By the way, I don't like Murdoch (although, having worked for a few different broadcasters, I don't really look at the BBC with the rose-tinted glasses that most people seem to either) but I think there's an interesting debate here that's just being buried by the usual blinkered Murdoch-bashing.


----------



## John-H (Jul 13, 2005)

Someone once worked out that the cost of funding programme making through a licence fee system was many times cheaper than funding done through advertising because of all the tiered layers taking their profit in the process and it all gets paid for by us when we buy things. I don't watch Sky but I'm paying for it when I buy things and I don't have a choice. If rather pay a licence fee for the general good of society and in an efficient manner.


----------



## Spandex (Feb 20, 2009)

John-H said:


> Someone once worked out that the cost of funding programme making through a licence fee system was many times cheaper than funding done through advertising because of all the tiered layers taking their profit in the process and it all gets paid for by us when we buy things. I don't watch Sky but I'm paying for it when I buy things and I don't have a choice. If rather pay a licence fee for the general good of society and in an efficient manner.

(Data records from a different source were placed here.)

PR #515, opened 2022-02-22
[OPERATOR-510] [OPERATOR-565] handle custom registry and component images during migration

haibinxie:


pkg/migration/migration_test.go
```diff
@@ -23,8 +17,211 @@ import (
...
+
+	testImageMigration(t, dsImages, expectedStcImages)
+
+	// Test with custom image registry. Component images do not match spec gen.
+	// StorageCluster should configure component image.
+	dsImages = ImageConfig{
+		PortworxImage: "test/oci-monitor:2.9.1",
+		Components: manifest.Release{
+			Stork:     "test/a/stork:2.7.0",
+			Autopilot: "test/b/autopilot:1.3.1",
```
piyush-nimbalkar, line 112: Can we also add a test where the versions don't match but the path is fine? This would be most common scenario with customer's spec.

pkg/migration/migration_test.go
```diff
@@ -23,8 +17,211 @@ import (
...
+	}
+
+	testImageMigration(t, dsImages, expectedStcImages)
+
+	// Test with custom image registry. Component images match spec gen.
+	// StorageCluster should not configure any component image.
+	dsImages = ImageConfig{
+		PortworxImage: "test/oci-monitor:2.9.1",
+		Components: manifest.Release{
+			Stork:     "test/openstorage/stork:2.7.0",
```
piyush-nimbalkar, line 88: Can we test for a longer path for custom image registry? Eg. `test/foo/portworx/oci-monitor:2.9.1`

pkg/migration/migration_test.go
```diff
@@ -23,8 +17,211 @@ import (
...
+	testutil "github.com/libopenstorage/operator/pkg/util/test"
 )
 
+type ImageConfig struct {
+	CustomImageRegistry string
+	PortworxImage       string
+	Components          manifest.Release
+}
+
+func TestImageMigration(t *testing.T) {
```
piyush-nimbalkar, line 36: Very nicely written test! 👌

pkg/migration/generate.go
```diff
@@ -392,6 +427,10 @@ func (h *Handler) addStorkSpec(cluster *corev1.StorageCluster) error {
 	cluster.Spec.Stork = &corev1.StorkSpec{
 		Enabled: dep != nil,
 	}
+
+	if dep != nil && cluster.Status.DesiredImages.Stork != dep.Spec.Template.Spec.Containers[0].Image {
+		cluster.Spec.Stork.Image = h.removeCustomImageRegistry(dep.Spec.Template.Spec.Containers[0].Image, cluster.Spec.CustomImageRegistry)
```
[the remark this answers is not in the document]
haibinxie: Thought about this during implementation, if customers use custom image for component which does not match px version, then they will likely still use custom image for component even after upgrading px version. but if customers use component images that match px version, we wont set this and they will get auto-updated when px version changes.

pkg/mock/storagedriver.mock.go
```diff
@@ -188,6 +190,24 @@ func (mr *MockDriverMockRecorder) PreInstall(arg0 interface{}) *gomock.Call {
 // SetDefaultsOnStorageCluster mocks base method.
 func (m *MockDriver) SetDefaultsOnStorageCluster(arg0 *v1.StorageCluster) {
 	m.ctrl.T.Helper()
+	arg0.Status.DesiredImages = &v1.ComponentImages{
```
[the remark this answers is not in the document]
haibinxie: we could change the behavior, if caller wants to use different versions, they can generate different component images based on px version in storage cluster.

pkg/migration/generate.go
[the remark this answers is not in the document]
piyush-nimbalkar: Most customers don't intentionally use custom images. Some just update the oci-mon image and will update the components whenever they need to. That creates the difference between what is recommended and what they have in the cluster.

piyush-nimbalkar:
@haibinxie btw we need to handle air-gapped customers as well. We need to think how and when we can create the config map for version map.

haibinxie:
@piyush-nimbalkar handled manifest configmap creation for airgapped env and resolved other comments as well. take another look when you get a chance.

pkg/migration/generate.go
```diff
@@ -358,7 +394,7 @@ func (h *Handler) constructStorageCluster(ds *appsv1.DaemonSet) *corev1.StorageC
 	}
 	cluster.Spec.Monitoring = &corev1.MonitoringSpec{
 		Telemetry: &corev1.TelemetrySpec{
-			Enabled: telemetryEnabled,
+		Enabled: telemetryEnabled,
```
piyush-nimbalkar, line 397: nit: Indentation missing

pkg/migration/generate.go
```diff
@@ -384,6 +420,19 @@ func (h *Handler) constructStorageCluster(ds *appsv1.DaemonSet) *corev1.StorageC
...
+	if image == "" || customImageRegistry == "" {
+		return image
+	}
+
+	if !strings.HasPrefix(image, customImageRegistry) {
+		logrus.Warningf("image %s does not have custom image registry prefix %s", image, customImageRegistry)
+		return image
+	}
+
+	return strings.TrimPrefix(image, customImageRegistry+"/")
```
piyush-nimbalkar, line 433: What would happen if the custom registry is `registry.io/custom-namespace`? 
The image in this case would be `registry.io/custom-namespace/stork:x.x.x`. If we trim it, then would just `stork:x.x.x` remain? It might still work, but just verify that it works with just the image portion.

pkg/migration/generate.go
```diff
@@ -447,6 +491,24 @@ func (h *Handler) addMonitoringSpec(cluster *corev1.StorageCluster) error {
...
+	// Check for telemetry
+	telemetryImage := ""
+	for _, container := range ds.Spec.Template.Spec.Containers {
+		if strings.Contains(container.Image, "ccm-service") {
+			telemetryImage = container.Image
+			break
+		}
+	}
+	if telemetryImage != "" {
+		cluster.Spec.Monitoring.Telemetry = &corev1.TelemetrySpec{
```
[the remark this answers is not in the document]
piyush-nimbalkar: Let's remove it from the other place now that we have added the telemetry spec here?

pkg/migration/generate.go
```diff
@@ -34,7 +37,11 @@ func (h *Handler) createStorageCluster(
 	if err := h.addPVCControllerSpec(stc); err != nil {
 		return nil, err
 	}
-	if err := h.addMonitoringSpec(stc); err != nil {
+	if err := h.addMonitoringSpec(stc, ds); err != nil {
```
piyush-nimbalkar, line 40: We need to populate the CSI, prometheus and alert manager images too.

pkg/migration/migration_test.go
```diff
@@ -23,8 +17,240 @@ import (
...
+	cluster := &corev1.StorageCluster{}
+	err := testutil.Get(k8sClient, cluster, clusterName, ds.Namespace)
+	require.NoError(t, err)
+	require.Equal(t, expectedStcImages.PortworxImage, cluster.Spec.Image)
+	require.Equal(t, expectedStcImages.CustomImageRegistry, cluster.Spec.CustomImageRegistry)
+	require.Equal(t, expectedStcImages.Components.Stork, cluster.Status.DesiredImages.Stork)
+	require.Equal(t, expectedStcImages.Components.Autopilot, cluster.Status.DesiredImages.Autopilot)
+	require.Equal(t, expectedStcImages.Components.Telemetry, cluster.Status.DesiredImages.Telemetry)
+
+	cm := &v1.ConfigMap{}
```
piyush-nimbalkar, line 245: We should check for non-airgapped envs as well to verify that we don't create a configmap.

pkg/migration/migration_test.go
```diff
@@ -23,8 +17,240 @@ import (
...
+
+	mockController := gomock.NewController(t)
+	driver := testutil.MockDriver(mockController)
+	ctrl := &storagecluster.Controller{
+		Driver: driver,
+	}
+	ctrl.SetKubernetesClient(k8sClient)
+	mockManifest := mock.NewMockManifest(mockController)
+	manifest.SetInstance(mockManifest)
+	mockManifest.EXPECT().CanAccessRemoteManifest(gomock.Any()).AnyTimes()
```
piyush-nimbalkar, line 226: Can we explicitly return false here and in all the following tests?

pkg/migration/migration_test.go
piyush-nimbalkar: This test is still missing.

pkg/migration/generate.go
```diff
@@ -47,6 +50,25 @@ func (h *Handler) createStorageCluster(
...
+
+	// default format, such as portworx/oci-monitor:2.9.0
+	if len(imageParts) == 2 && imageParts[0] == "portworx" {
+		return "", image
+	}
+
+	imageOnly := imageParts[len(imageParts)-1]
+	paths := imageParts[:len(imageParts)-1]
+
+	return path.Join(paths...), imageOnly
```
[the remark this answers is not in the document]
piyush-nimbalkar: This is a good change. 
But, now I am thinking what if the custom registry path is actually `registry.io/portworx`. In that case the oci-mon images would look like `registry.io/portworx.oci-monitor` but the stork image would be `registry.io/portworx/stork`. Should we look at stork image as well to decide the custom image registry?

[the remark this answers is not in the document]
haibinxie: let's leave it as is. once we implement dry run, we will output the glitches so users can review and update StorageCluster before approval.

pkg/migration/migration_test.go
haibinxie: because it is set in desiredImage entirely now, we no longer check version.

pkg/migration/generate.go
haibinxie: yes, that is expected. as we would add it back in getImageURN

piyush-nimbalkar: I mean let's verify that we don't end up using default and that the component deployments come up fine even with just name in the `status.desiredImages`.

pkg/migration/generate.go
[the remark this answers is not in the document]
piyush-nimbalkar: A lot of users I have seen use `portworx` as the namespace. This would cause a problem for all such customers.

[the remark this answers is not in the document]
haibinxie: even with that, portworx could be prefix of image instead of suffix of registry. correct?

pkg/migration/generate.go
haibinxie: I will add automated functional test for it after FC.

piyush-nimbalkar: I just wanted to know if we verified this case manually at least, where the image in desired images is just the name (eg. `stork:2.7.1`) and no path

pkg/migration/generate.go
```diff
@@ -493,6 +571,7 @@ func (h *Handler) addMonitoringSpec(cluster *corev1.StorageCluster) error {
 		prometheus.Spec.ServiceMonitorSelector != nil &&
 		prometheus.Spec.ServiceMonitorSelector.MatchLabels["name"] == serviceMonitorName {
 		cluster.Spec.Monitoring.Prometheus.Enabled = true
+		cluster.Status.DesiredImages.Prometheus = *prometheus.Spec.Image
```
piyush-nimbalkar, line 574: Other prometheus images are still missing - 
```
PrometheusOperator:         cluster.Status.DesiredImages.PrometheusOperator,
PrometheusConfigMapReload:  cluster.Status.DesiredImages.PrometheusConfigMapReload,
PrometheusConfigReloader:   cluster.Status.DesiredImages.PrometheusConfigReloader,
```

pkg/migration/generate.go
```diff
@@ -339,13 +382,11 @@ func (h *Handler) constructStorageCluster(ds *appsv1.DaemonSet) *corev1.StorageC
...
 	// Enable CSI
 	csiEnabled := false
-	telemetryEnabled := false
 	for _, c := range ds.Spec.Template.Spec.Containers {
 		switch c.Name {
 		case pxutil.CSIRegistrarContainerName:
 			csiEnabled = true
-		case pxutil.TelemetryContainerName:
-			telemetryEnabled = true
+			cluster.Status.DesiredImages.CSINodeDriverRegistrar = c.Image
```
piyush-nimbalkar, line 389: Other CSI images are still missing - 
```
			CSINodeDriverRegistrar:     cluster.Status.DesiredImages.CSINodeDriverRegistrar,
			CSIProvisioner:             cluster.Status.DesiredImages.CSIProvisioner,
			CSIAttacher:                cluster.Status.DesiredImages.CSIAttacher,
			CSIResizer:                 cluster.Status.DesiredImages.CSIResizer,
			CSISnapshotter:             cluster.Status.DesiredImages.CSISnapshotter,
			CSISnapshotController:      cluster.Status.DesiredImages.CSISnapshotController,
			CSIHealthMonitorController: cluster.Status.DesiredImages.CSIHealthMonitorController,
```
I would recommend adding a new method like `addCSISpec` just like the other component methods we have and populating the CSI desired images there, just like how you have done it for telemetry and prometheus.

piyush-nimbalkar (approved):
Looks good after adding the missing CSI and prometheus images to the StorageCluster status.

pkg/migration/generate.go
haibinxie: the images anyway will be regenerated based on px version when they upgrade px, why not leave all of them empty and let them be generated based on current px version? 
could you point me to the code/script customer uses to generate the manifest configmap for airgapped env, I want to take a look at it and see if we can reuse that to generate the configmap, i feel there might be glitches in the manifest configmap we generated during migration.

piyush-nimbalkar: Yes, when they upgrade the images will sync, but we in case of air-gapped env we don't want anything to fail. 
If we don't add the other images from the existing CSI deployment, then we will end up using the default as we cannot reach the version manifest. So better to use whatever they are already running instead of using the defaults.

https://docs.portworx.com/portworx-install-with-kubernetes/on-premise/airgapped/

haibinxie: which means before upgrading px version, customer needs to run the airgapped script to update the manifest configmap on airgapped env. 

what if we let customer run the airgapped script before migration on airgapped env. they need to do this when doing fresh install or when upgrading, so it does not hurt to run before migration with operator. in this case we dont need to carry those desiredImages in storagecluster -- although this is mostly done now, but still need more comprehensive tests. we just need to output a warning tell them manifest configmap is not present please run airgapped script.

piyush-nimbalkar: Sure, asking them to run the script before migration won't hurt. But, now that this is already handled, we don't need to ask them to use the script anymore, right? 
It is not a lot of change to just read the images from the CSI and prometheus deployments and populate the desired images and configmap anyway.

haibinxie: in general if airgapped script is production ready we shall use it, the way we implement here in DesiredImage still have uncertainties and will require more efforts in testing and maintaining going forward. such as

1. migrate while upgrade would not work
2. looks like there are more images to handle, all images in the airgapped list needs to be handled. 

IMAGES="$IMAGES docker.io/portworx/px-enterprise:2.8.1.5"
IMAGES="$IMAGES docker.io/portworx/oci-monitor:2.8.1.5"
IMAGES="$IMAGES docker.io/openstorage/stork:2.7.0"
IMAGES="$IMAGES docker.io/portworx/autopilot:1.3.1"
IMAGES="$IMAGES docker.io/portworx/px-node-wiper:2.5.0"
IMAGES="$IMAGES docker.io/purestorage/ccm-service:3.1.1"
IMAGES="$IMAGES docker.io/portworx/px-lighthouse:2.0.7"
IMAGES="$IMAGES docker.io/portworx/lh-config-sync:2.0.7"
IMAGES="$IMAGES docker.io/portworx/lh-stork-connector:2.0.7"
IMAGES="$IMAGES docker.io/portworx/talisman:1.1.0"
IMAGES="$IMAGES docker.io/portworx/px-operator:1.7.0"
IMAGES="$IMAGES k8s.gcr.io/pause:3.1"
IMAGES="$IMAGES gcr.io/google_containers/kube-controller-manager-amd64:v1.14.10"
IMAGES="$IMAGES gcr.io/google_containers/kube-scheduler-amd64:v1.14.10"
IMAGES="$IMAGES k8s.gcr.io/sig-storage/csi-node-driver-registrar:v2.1.0"
IMAGES="$IMAGES docker.io/openstorage/csi-provisioner:v1.6.1-1"
IMAGES="$IMAGES docker.io/openstorage/csi-attacher:v1.2.1-1"
IMAGES="$IMAGES k8s.gcr.io/sig-storage/csi-resizer:v1.1.0"
IMAGES="$IMAGES docker.io/openstorage/csi-snapshotter:v1.2.2-1"
IMAGES="$IMAGES k8s.gcr.io/sig-storage/snapshot-controller:v3.0.3"
IMAGES="$IMAGES quay.io/prometheus/prometheus:v2.7.1"
IMAGES="$IMAGES quay.io/coreos/prometheus-operator:v0.34.0"
IMAGES="$IMAGES quay.io/coreos/configmap-reload:v0.0.1"
IMAGES="$IMAGES quay.io/coreos/prometheus-config-reloader:v0.34.0"
IMAGES="$IMAGES quay.io/prometheus/alertmanager:v0.17.0"

piyush-nimbalkar: - I went through the list already. The only images that are not accounted for are the pvc controller and stork scheduler images. Rest all the images will be covered by the desired images.
- We are not going to recommend upgrade during the migration at least for now. 

Basically I am saying there is no harm in handling the rest of the images if we can. It will definitely make the experience better. We can definitely recommend running the air-gapped script before the migration, but even without it we can handle the migration. Additionally we also, take care of creating the px-version configmap for them.

haibinxie: with the issues above and potentially overlooked issues, I would prefer just stop migration and output a warning let user run airgapped script first. we dont want to run into various issues with this implementation and maintaining it. 

1. how about pause image, k8s controller images etc
2. it's not blocked, chances are still there

what do you think?

piyush-nimbalkar: Pause image has never changed. K8s controller image == pvc controller image. Version for this image is taken from the k8s version. But it is possible that customers updated the k8s version but did not change the k8s controller and k8s scheduler images (stork-scheduler) in their deployments.

I agree that we should throw a warning and not proceed with the migration. From what comes to my mind, we should stop the migration and ask users to run the air-gapped script when - 
- stork-scheduler image version != current k8s version
- pvc controller image version != current k8s version 
- all images don't have the same custom image registry prefix 

If none of the above issues are encountered we should be able to proceed with the migration.

pkg/migration/generate.go
```diff
@@ -516,6 +636,34 @@ func (h *Handler) addMonitoringSpec(cluster *corev1.StorageCluster) error {
 		prometheus.Spec.ServiceMonitorSelector != nil &&
 		prometheus.Spec.ServiceMonitorSelector.MatchLabels["name"] == serviceMonitorName {
 		cluster.Spec.Monitoring.Prometheus.Enabled = true
+		cluster.Status.DesiredImages.Prometheus = *prometheus.Spec.Image
+
+		dep := &appsv1.Deployment{}
+		err := h.client.Get(
+			context.TODO(),
+			types.NamespacedName{
+				Name:      component.PrometheusOperatorDeploymentName,
```
piyush-nimbalkar, line 645: This should be `prometheusOpDeploymentName` as we should read the old prometheus deployment created by the spec generator.

pkg/migration/generate.go
```diff
@@ -516,6 +636,34 @@ func (h *Handler) addMonitoringSpec(cluster *corev1.StorageCluster) error {
...
+		} else if err != nil {
+			return err
+		}
+
+		container := dep.Spec.Template.Spec.Containers[0]
+		cluster.Status.DesiredImages.PrometheusOperator = container.Image
+
+		for _, arg := range container.Args {
+			if strings.HasPrefix(arg, prometheusConfigReloaderArg) {
+				cluster.Status.DesiredImages.PrometheusConfigReloader = strings.TrimPrefix(arg, prometheusConfigReloaderArg)
```
piyush-nimbalkar, line 661: The existing customer have installed the prometheus operator using this  - https://docs.portworx.com/samples/k8s/portworx-pxc-operator.yaml. You can find this in the spec generator with DaemonSet on the final page.
This does not have the `--prometheus-config-reload` argument. If the arg is not passed prometheus operator uses the image with its own version. So after this for loop, let's check if the `DesiredImage.PrometheusConfigReloader` is empty. If empty, then let's add `quay.io/coreos/prometheus-config-reloader:<prometheus-image-version>` to the desired image.

pkg/migration/migration_test.go
```diff
@@ -23,8 +17,244 @@ import (
...
+	time.Sleep(2 * time.Second)
+
+	cluster := &corev1.StorageCluster{}
+	err := testutil.Get(k8sClient, cluster, clusterName, ds.Namespace)
+	require.NoError(t, err)
+	require.Equal(t, expectedStcImages.PortworxImage, cluster.Spec.Image)
+	require.Equal(t, expectedStcImages.CustomImageRegistry, cluster.Spec.CustomImageRegistry)
+	require.Equal(t, expectedStcImages.Components.Stork, cluster.Status.DesiredImages.Stork)
+	require.Equal(t, expectedStcImages.Components.Autopilot, cluster.Status.DesiredImages.Autopilot)
+	require.Equal(t, expectedStcImages.Components.Telemetry, cluster.Status.DesiredImages.Telemetry)
```
piyush-nimbalkar, line 243: Can we extend this test for all other images?

pkg/migration/migration_test.go
```diff
@@ -23,8 +17,244 @@ import (
...
+		require.NoError(t, err)
+	} else {
+		require.True(t, errors.IsNotFound(err))
+	}
+
+	// Stop the migration process by removing the daemonset
+	err = testutil.Delete(k8sClient, ds)
+	require.NoError(t, err)
+}
+
```
piyush-nimbalkar, line 257: Can we write a quick test to check that the desired images are reset when the config map is already present?

haibinxie:
@piyush-nimbalkar all resolved.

Wow... You really have to hate Sky to worry about the tiny percentage of your money going to them via advertising when you buy products.

Maybe you should also think about how, when you buy any product, your money is also going into salaries for people who have Sky subscriptions... That's a much bigger percentage of Skys revenue... Scary stuff.


----------



## John-H (Jul 13, 2005)

The argument is a general one applied to commercial broadcasting versus licence fee funded broadcasting, opposing the often quoted myth and idea that commercial broadcasting is "free" and if you don't watch or listen to the BBC then you shouldn't have to pay the licence fee. That's like; I use private health care and shouldn't have to pay for the NHS - my argument is that it''s for society's benefit - but that's a side issue.

I don't think it's "blinkered" to notice what Murdoch has been up to and fight back against it. I think such action is for society's good too.

Up to £100m is what Sky charge the BBC, ITV, Channel 4 etc for broadcasting their free to air programmes.

Now you mention it, yes all that money flowing into Murdoch's coffers from his subscribers and advertisers (which isn't tiny) I'd argue has not been a good thing and has a corrosive effect, touching so many areas of society from influencining government, phone hacking, corruption and just look what's happened with footballer's sallaries and the atitudes these so called roll models create.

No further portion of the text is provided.